--- What you are asked to do ---
Print the lines in the listing below that fall between the line with "- Apple Mac M1 Air" and the line with "2. Can I pass", those two lines included, exactly as they stand and with nothing else.

======== Dataset content ========

Issue #1064, opened 2024-01-08
[Question] Is there a way to show logs on screen on windows for multiprocessing?


monchin:
Hi, I have read the document and have known that on windows, if I want to use multirprocessing, I need 
```python
logger.remove()
logger.add("file.log", enqueue=True)
```
But in this way, I need to continuously open `file.log` manually to see what has happened, which is a little unconvinient. So I wonder if there is any way to show logs on screen on windows even I use multiprocessing?

bojobo:
Have you tried logging to `stderr` instead of a file?

```py
import sys
...
logger.remove()
logger.add(sys.stderr, enqueue=True)

```

monchin:
> Have you tried logging to `stderr` instead of a file?
> 
> ```python
> import sys
> ...
> logger.remove()
> logger.add(sys.stderr, enqueue=True)
> ```

I haven't, because I saw [the document](https://loguru.readthedocs.io/en/stable/resources/recipes.html#compatibility-with-multiprocessing-using-enqueue-argument), and it said that `Default "sys.stderr" sink is not picklable`, I think this means when using multiprocessing on windows, we can't use loguru with `sys.stderr`

Delgan:
@monchin Both `sys.stderr` and `"file.log"` handlers aren't picklable by default. To use them properly with `multiprocessing`, they need to be configured with `enqueue=True`. When `enqueue=True`, they became picklable. 

The documentation refers to the default `sys.stderr` sink pre-configured when importing Loguru. This one was added with `enqueue=False` and therefore can't be pickled. However, as @bojobo suggested, using `logger.add(sys.stderr, enqueue=True)` is perfectly fine and should resolve your problem.

I think the documentation is inaccurate, instead of `Default "sys.stderr" sink is not picklable`  it should be "Default "sys.stderr" hander is not picklable".

monchin:
> @monchin Both `sys.stderr` and `"file.log"` handlers aren't picklable by default. To use them properly with `multiprocessing`, they need to be configured with `enqueue=True`. When `enqueue=True`, they became picklable.
> 
> The documentation refers to the default `sys.stderr` sink pre-configured when importing Loguru. This one was added with `enqueue=False` and therefore can't be pickled. However, as @bojobo suggested, using `logger.add(sys.stderr, enqueue=True)` is perfectly fine and should resolve your problem.
> 
[...]

Issue #912, opened 2023-07-03
Proper way to use `loguru.logger` with `multiprocessing`( on Mac M1)


changchiyou:
## My env

- Apple Mac M1 Air
- 8GB RAM
- Ventura 13.2.1（22D68）

## Question 
1. Is there more example of using `loguru.logger` with `multiprocessing` or other multi-process library and shared the configuration of `loguru.logger`? I have read [Compatibility with multiprocessing using enqueue argument](https://loguru.readthedocs.io/en/stable/resources/recipes.html#compatibility-with-multiprocessing-using-enqueue-argument) in [Code snippets and recipes for loguru](https://loguru.readthedocs.io/en/stable/resources/recipes.html#code-snippets-and-recipes-for-loguru) but many error occured on my project after I followed that.

2. Can I pass the `loguru.logger` instance through methods as argument and reload/reset/overwrite the `loguru.logger` in sub-process which is created by "spawning" instead of "forking"(I got many warning message when I tried to use "forking" on Mac M1)?

## The error mentioned in `1.`, `2.`

The setting of `loguru.logger` missed after my sub-process is created:

```
# settings including two `logger.add()` for logging on console and recording into logs
set_loguru(
    enqueue=True,
    console_level=logging.DEBUG
    if config_setting.args.DEBUG is True
    else logging.INFO,
)

# this line work perfectly with the setting above (from `set_loguru`)
logger.debug("start")

# but the logger inside missed the setting
workers = []
for section_name, mark in config_setting.get_matching_sections():
    worker = multiprocessing.Process(
        target=realtime,
        args=(mark, section_name, self.config_path, self.args_dict),
        daemon=True,
    )
    worker.start()
    workers.append(worker)
```

![image](https://github.com/Delgan/loguru/assets/46549482/d519f6b4-4fc2-4300-9817-b54a477b3371)

I have tried to set 

```
multiprocessing.set_start_method("fork")
``` 
on the beginning of my project to avoid `loguru.logger` being recreated due to the spawning/forking differences mentioned in https://github.com/Delgan/loguru/issues/908#issuecomment-1615896444:

> if the child process is created by "spawning" and not by "forking", then two different logger objects will be created, and they won't share the same handlers.

[...]

Issue #818, opened 2023-03-12
child process (spawn context): set parent logger globally for all modules


PakitoSec:
Thanks for this awesome library.

I would like to set the parent logger globally in a child process (spawn method) so I don't have to do that within all my modules like I saw in this example: [loguru multiprocess](https://loguru.readthedocs.io/en/stable/resources/recipes.html#compatibility-with-multiprocessing-using-enqueue-argument).

The only way I found is by using the code below but I think this is not recommended since `_core` is not in the public api:

```python
Module A:
from loguru import logger
...
    def entrypoint_child_process(self, logger_):
        logger._core = logger_._core

Module B:
from loguru import logger
...
    def child_job(self):
        logger.info("test")
```

What could be the solution in order to set the arg `logger_` globally in the child process so I don't have to do the trick describe in your documentation in each module ?

UPDATE:
Maybe this could be accepted ?
```python
    logger.__dict__ = logger_.__dict__.copy()
```

PakitoSec:
no answer

Delgan:
Sorry for not answering earlier. The fact is that I didn't have a solution, and this ticket made me realize that there was room for improvement in the way `multiprocessing` is handled.

The `__dict__` update seems to be a working solution, but it's probably not very elegant.

I thought about it a little bit and I guess there is no other solution than to provide a new method to reload the logger from another one.

```python
from multiprocessing import Process
from loguru import logger

def entrypoint_child_process(self, logger_):
    logger.reload(logger_)
    logger.info("Test")

if __name__ == "__main__":
    logger.remove()
    logger.add("file.log", enqueue=True)
    process = Process(target=entry_child_process, args=(logger, ))
    process.start()
    process.join()
```

I'm also disappointed that the `logger` object must be passed as an argument to `Process()` or `map()` on Windows or when the `"spawn"` context is used, but I haven't found a viable alternative that would avoid doing this. I am open to suggestions.

PakitoSec:
I think you can't avoid logger object to be passed as an argument to multiprocessing with spawn context since you are losing the configuration by design. It's the same with std logger.

`_core` should be a singleton and could be updated with the logger object passed from Process/Pool...
`logger.__dict__ = logger_.__dict__.copy()` won't work for logger created from `logger.bind` in the child process.

Your suggestion to create a reload logger method for this purpose seems good.

Delgan:
[...]

PR #1069, opened 2024-01-20
Add "reinstall()" method to make it easier in spawn multiprocessing 

monchin:
Make it easier when using `loguru` in spawn multiprocessing environment

### DIFF
--- a/loguru/_logger.py
+++ b/loguru/_logger.py
@@ -86,6 +86,7 @@ import builtins
 import contextlib
 import functools
 import logging
+import os
 import re
 import sys
 import warnings
@@ -230,6 +231,7 @@ class Logger:
     def __init__(self, core, exception, depth, record, lazy, colors, raw, capture, patchers, extra):
         self._core = core
         self._options = (exception, depth, record, lazy, colors, raw, capture, patchers, extra)
+        self._own_pid = os.getpid()
 
     def __repr__(self):
         return "<loguru.logger handlers=%r>" % list(self._core.handlers.values())
@@ -1751,6 +1753,46 @@ class Logger:
                     self.disable(name)
 
         return [self.add(**params) for params in handlers]
+
+    def _replace_core(self, core: Core):
+        self._core = core
+
+    def reinstall(self):
+        """Reinstall the core of logger.
+
+        When using multiprocessing, you can pass logger as a parameter to the target of
+        ``multiprocessing.Process``, and run this method once, thus you don't need to pass logger to every
+        function you called in the same process with spawn multiprocessing.
+
+        Examples
+        --------
+        >>> def subworker(logger_):
+        ...     logger_.reinstall()
+        ...     logger.info("Child")
+        ...     deeper_subworker()
+
+        >>> def deeper_subworker():
+        ...     logger.info("Grandchild")
+
+        >>> def test_process_spawn():
+        ...     spawn_context = multiprocessing.get_context("spawn")
+        ...     logger.add("file.log", context=spawn_context, enqueue=True, catch=False)
+        ...
+        ...     process = spawn_context.Process(target=subworker, args=(logger,))
+        ...     process.start()
+        ...     process.join()
+
+        ...     assert process.exitcode == 0
+
+        ...     logger.info("Main")
+        ...     logger.remove()
+        """
+        if self._own_pid == os.getpid():  # same process
+            return
+        from loguru import logger
+
+        logger._replace_core(self._core)
+
 
     def _change_activation(self, name, status):
         if not (name is None or isinstance(name, str)):
--- a/loguru/_logger.py
+++ b/loguru/_logger.py
@@ -86,7 +86,6 @@ import builtins
 import contextlib
 import functools
 import logging
-import os
 import re
 import sys
 import warnings
@@ -231,7 +230,6 @@ class Logger:
     def __init__(self, core, exception, depth, record, lazy, colors, raw, capture, patchers, extra):
         self._core = core
         self._options = (exception, depth, record, lazy, colors, raw, capture, patchers, extra)
-        self._own_pid = os.getpid()
 
     def __repr__(self):
         return "<loguru.logger handlers=%r>" % list(self._core.handlers.values())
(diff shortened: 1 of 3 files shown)


monchin:
It seems `black` does not check docstring's length.

Delgan:
Thanks for the PR @monchin!

However, I'm going to wait a little before merging it, because there are quite a few special cases I'd like to think about and a lot of unit tests that need to be implemented. I'll probably make some commits after yours to complete the development, if you're OK with that.

> It seems `black` does not check docstring's length.

Indeed, docstrings are not automatically formatted by `black`, we have to do it manually.

loguru/_logger.py
```diff
@@ -1752,6 +1754,46 @@ def configure(self, *, handlers=None, levels=None, extra=None, patcher=None, act
...
+        ...     process = spawn_context.Process(target=subworker, args=(logger,))
+        ...     process.start()
+        ...     process.join()
+
+        ...     assert process.exitcode == 0
+
+        ...     logger.info("Main")
+        ...     logger.remove()
+        """
+        if self._own_pid == os.getpid():  # same process
```
Delgan, line 1790: I don't think we should check for the PID. For example, if someone "clone" the `logger` with `copy.deepcopy()` ([see docs](https://loguru.readthedocs.io/en/stable/resources/recipes.html#creating-independent-loggers-with-separate-set-of-handlers)) and then call `copied_logger.reinstall()`, I believe it should replace the `_core` of the default `logger` even within the same process.

loguru/_logger.py
```diff
@@ -1752,6 +1754,46 @@ def configure(self, *, handlers=None, levels=None, extra=None, patcher=None, act
...
+            return
+        from loguru import logger
+
+        logger._replace_core(self._core)
```
Delgan, line 1794: I think we can remove the `_replace_core()` and do `logger._core = self._core` directly.

tests/test_multiprocessing.py
```diff
@@ -209,7 +219,7 @@ def test_process_spawn(spawn_context):
 
     logger.add(writer, context=spawn_context, format="{message}", enqueue=True, catch=False)
 
-    process = spawn_context.Process(target=subworker, args=(logger,))
+    process = spawn_context.Process(target=subworker_spawn, args=(logger,))
```
Delgan, line 222: I would prefer we do not touch the existing unit tests. Could you please create a new `tests/test_reinstall.py` file where we'll put all tests we need?

loguru/_logger.py
```diff
@@ -1752,6 +1754,46 @@ def configure(self, *, handlers=None, levels=None, extra=None, patcher=None, act
...
+        """Reinstall the core of logger.
+
+        When using multiprocessing, you can pass logger as a parameter to the target of
+        ``multiprocessing.Process``, and run this method once, thus you don't need to pass logger to every
+        function you called in the same process with spawn multiprocessing.
+
+        Examples
+        --------
+        >>> def subworker(logger_):
+        ...     logger_.reinstall()
```
Delgan, line 1770: I think it would be more convenient to name the argument `logger` instead of `logger_`. Then we can do:

```python
logger.reinstall()
logger.info("Child")
```

It should work transparently.

loguru/_logger.py
monchin: Yes, you're right. I'll delete it.

loguru/_logger.py
monchin: Actually I also like `logger._core = self._core` directly, but I saw your comment in [#818](https://github.com/Delgan/loguru/issues/818#issuecomment-1538688196) so I thought you prefer this way XD. I'll change it.

monchin:
I'm not familier with `ruff`, seems it failed because I created a new `tests/test_reinstall.py` file

Delgan:
Thanks for the update.



> I'm not familiar with `ruff`, seems it failed because I created a new `tests/test_reinstall.py` file

Similarly to `black`, the `ruff` tool notably replaces `isort` and is in charge of re-ordering the `import` statements.

You can try to install the pre-commit hooks to automatically fix your files before `git commit`:

```bash
$ pre-commit install --install-hooks
```

Or you can manually fix the file with:

```bash
$ ruff tests/test_reinstall.py --fix
```

indigoviolet:
@Delgan What is the status of this? this would be a really nice addition to have.

Delgan:
Thanks for your contribution and sorry for the delay.

The `logger.reinstall()` method is a great addition. I'll merge the PR as-is and see if further refinements are needed (thinking about some edge cases).

Refs: #818 #912 #1064

wynemo:
hello, guys, does it actually work?

run it on linux, it fails:

```
import multiprocessing
from loguru import logger

def subworker(_logger):
    _logger.reinstall()
    _logger.info("Child")


def test_process_spawn():
    spawn_context = multiprocessing.get_context("spawn")
    logger.add("file.log", context=spawn_context, enqueue=True, catch=False)

    process = spawn_context.Process(target=subworker, args=(logger,))
    process.start()
    process.join()
    assert process.exitcode == 0
    _logger.info("Main")
    _logger.remove()

if __name__ == "__main__":
    test_process_spawn()

ubuntu@oracle:/tmp$ ./venv/bin/python test.py
  File "/tmp/test.py", line 21, in <module>
    test_process_spawn()
  File "/tmp/test.py", line 14, in test_process_spawn
    process.start()
  File "/usr/lib/python3.10/multiprocessing/process.py", line 121, in start
    self._popen = self._Popen(self)
  File "/usr/lib/python3.10/multiprocessing/context.py", line 288, in _Popen
    return Popen(process_obj)
  File "/usr/lib/python3.10/multiprocessing/popen_spawn_posix.py", line 32, in __init__
    super().__init__(process_obj)
  File "/usr/lib/python3.10/multiprocessing/popen_fork.py", line 19, in __init__
    self._launch(process_obj)
  File "/usr/lib/python3.10/multiprocessing/popen_spawn_posix.py", line 47, in _launch
    reduction.dump(process_obj, fp)
  File "/usr/lib/python3.10/multiprocessing/reduction.py", line 60, in dump
    ForkingPickler(file, protocol).dump(obj)
TypeError: cannot pickle '_io.TextIOWrapper' object
```

am i missing something?

monchin:
> Thanks for your contribution and sorry for the delay.

Thank you for merging and it's my pleasure.

I wanted to make loguru name rotation files the same way as std logging when rotating every midnight, and found that actually I can use `logger.add(f"file.log.{time:YYYY-MM-DD})`. Now I can replace std logging with loguru from next release！

Delgan:
@wynemo The new `reinstall()` method only helps with updating the global `logger` after it's inherited by a child process. However, this does not change the fact that the `logger` must be inheritable to begin with.

In your case, you're facing an error because the default sink, which is `sys.stderr`, can't be inherited (because it contains non-picklable attributes). This is a common problem. You need first to remove the default sink, then re-add it with `enqueue=True` (which ensures the sink can be inherited):

```python
spawn_context = multiprocessing.get_context("spawn")
logger.remove()
logger.add(sys.stderr, context=spawn_context, enqueue=True)
logger.add("file.log", context=spawn_context, enqueue=True, catch=False)

```

Issue #1072, opened 2024-01-27
Help designing an integration with `logot`


etianen:
I've recently released a 0.1.0 preview of a log testing library called [logot](https://github.com/etianen/logot). It provides a nice fixture for testing [complex log patterns](https://logot.readthedocs.io/latest/logged.html), which I've found very useful when testing multithreaded and async codebases.

I'd like to provide a `loguru` integration. 🤗Since I'm not hugely familiar with `loguru`, I was hoping you'd have some advice on what a good integration would look like.

There are a couple of sticking points that I'd like to nail before committing to a v1.0.0 API.

# Log capture

Currently, stdlib logging capture is enabled with a [context manager method](https://logot.readthedocs.io/latest/api.html#logot.Logot.capturing):

``` py
from logot import Logot

with Logot().capturing() as logot:
    pass
```

Since the `loguru` integration would be an optional `extra`, a freestanding context manager could be provided like this:

``` py
from logot.contrib.loguru import capturing

with capturing(Logot()) as logot:
   ...
```

It's a bit awkward having a freestanding context manager for 3rd party integrations, so an alternative would be a capturing backend approach:

``` py
from logot.contrib.loguru import LoguruCapture

with Logot().capturing(LoguruCapture):
   pass
```

Any arguments given to `capturing` would be propagated to the `LoguruCapture` constructor. This would then unify capture between stdlib logging and `loguru` logging. The default capture backend would be the stdlib capture, and an `@overload` would ensure good typing. 💪

The alternative is a whole `Logot` subclass just for `loguru`, which seems heavyweight and unpleasant. 🤮

## Log message matching

Rather than awkward regexes, `logot` lets you [match log messages](https://logot.readthedocs.io/latest/match.html) with `%` placeholders. The hope here is that it's much cleaner and more intuitive to match using the syntax used for log message placeholders. (Similar to how `printf` and `scanf` pair nicely).

``` py
from logot import logged

logot.wait_for(logged.info("Hello %s"))
```

But `loguru` uses lovely `.format()`-style placeholders!

Maybe it's fine to just use `%` placeholders in `loguru` tests? 🤷

But it might be nice to support `.format()`-style placeholders like this:

``` py
from logot.contrib.loguru import logged

logot.wait_for(logged.info("Hello {}"))
```

Support for matching structured data would also be possible:

``` py
logot.wait_for(
    logged.bind(foo="bar").info("Hello {}")
)
```

## Advice appreciated! 🙏

[...]

PR #1085, opened 2024-02-20
Linking to `logot` from docs

etianen:
I've added a new "Testing logging" section to the "Code snippets and recipes" doc. There didn't seem to be any particular order here, and placing it in an arbitrary place felt... _arbitrary_, while the top felt... _presumptuous_! I've linked to the existing migrations guides for existing projects with existing test cases.

I've also added a link _to_ "Testing logging" from the migrations guides. Hopefully that cross-links things nicely without blarting all over your docs.

Let me know if there's anything you'd like changed! 🙇 

See #1072

### DIFF
--- a/docs/resources/migration.rst
+++ b/docs/resources/migration.rst
@@ -278,6 +278,8 @@ The |captureWarnings| function which redirects alerts from the |warnings| module
     warnings.showwarning = showwarning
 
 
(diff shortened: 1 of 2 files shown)


Delgan:
That looks good, thank you @etianen!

========

--- Solution to this problem ---
- Apple Mac M1 Air
- 8GB RAM
- Ventura 13.2.1（22D68）

## Question 
1. Is there more example of using `loguru.logger` with `multiprocessing` or other multi-process library and shared the configuration of `loguru.logger`? I have read [Compatibility with multiprocessing using enqueue argument](https://loguru.readthedocs.io/en/stable/resources/recipes.html#compatibility-with-multiprocessing-using-enqueue-argument) in [Code snippets and recipes for loguru](https://loguru.readthedocs.io/en/stable/resources/recipes.html#code-snippets-and-recipes-for-loguru) but many error occured on my project after I followed that.

2. Can I pass the `loguru.logger` instance through methods as argument and reload/reset/overwrite the `loguru.logger` in sub-process which is created by "spawning" instead of "forking"(I got many warning message when I tried to use "forking" on Mac M1)?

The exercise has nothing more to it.